--- START ---

PR #3197, opened 2017-12-23
Add blockDamageModifierComponent null check

### LINKED ISSUE #3196: Dereferencing possible null value causes a NPE in BlockEntitySystem.commonDefaultDropsHandling
NPE occurs when accessing `blockDamageModifierComponent.impulsePower` in `commonDefaultDropsHandling` when `blockDamageModifierComponent` is missing (`null`).

https://github.com/MovingBlocks/Terasology/blob/ee0da21d523fd67ca951a1c600d80c3b85a17564/engine/src/main/java/org/terasology/world/block/entity/BlockEntitySystem.java#L134

## Reproduction
See Terasology/Rails#32.

eviltak:
Fixes #3196 and closes Terasology/Rails#32.

If `blockDamageModifierComponent` is null, uses `0` as the `impulsePower`.

## Testing
Problem detailed in Terasology/Rails#32 does not occur anymore, needs confirmation.
@anuar2k

### DIFF
--- a/engine/src/main/java/org/terasology/world/block/entity/BlockEntitySystem.java
+++ b/engine/src/main/java/org/terasology/world/block/entity/BlockEntitySystem.java
@@ -131,7 +131,14 @@ public class BlockEntitySystem extends BaseComponentSystem {
             entity.send(new OnBlockToItem(item));
 
             if (shouldDropToWorld(event, block, blockDamageModifierComponent, item)) {
-                processDropping(item, location, blockDamageModifierComponent.impulsePower);
+                float impulsePower;
+                if (blockDamageModifierComponent != null) {
+                    impulsePower = blockDamageModifierComponent.impulsePower;
+                } else {
+                    impulsePower = 0;
+                }
+                
+                processDropping(item, location, impulsePower);
             }
         }
     }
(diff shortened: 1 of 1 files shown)


GooeyHub:

engine/src/main/java/org/terasology/world/block/entity/BlockEntitySystem.java
```diff
@@ -131,7 +131,14 @@ public void commonDefaultDropsHandling(CreateBlockDropsEvent event, EntityRef en
             entity.send(new OnBlockToItem(item));
 
             if (shouldDropToWorld(event, block, blockDamageModifierComponent, item)) {
-                processDropping(item, location, blockDamageModifierComponent.impulsePower);
+                float impulsePower;
+                if (blockDamageModifierComponent != null) {
+                    impulsePower = blockDamageModifierComponent.impulsePower;
+                } else {
+                    impulsePower = 0;
+                }
```
jellysnake: I feel like this would be more readable if the else was removed and `impulsePower` was initialised to `0` at the same time it is declared.

eviltak: Great catch. Must have missed it at the time :)

GooeyHub:

jellysnake:
Thanks, merging now :)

--- END ---

**TASK TO CARRY OUT**
Go through the records. Copy each line where "jellysnake" appears.

**COMPLETED TASK**
jellysnake: I feel like this would be more readable if the else was removed and `impulsePower` was initialised to `0` at the same time it is declared.
jellysnake:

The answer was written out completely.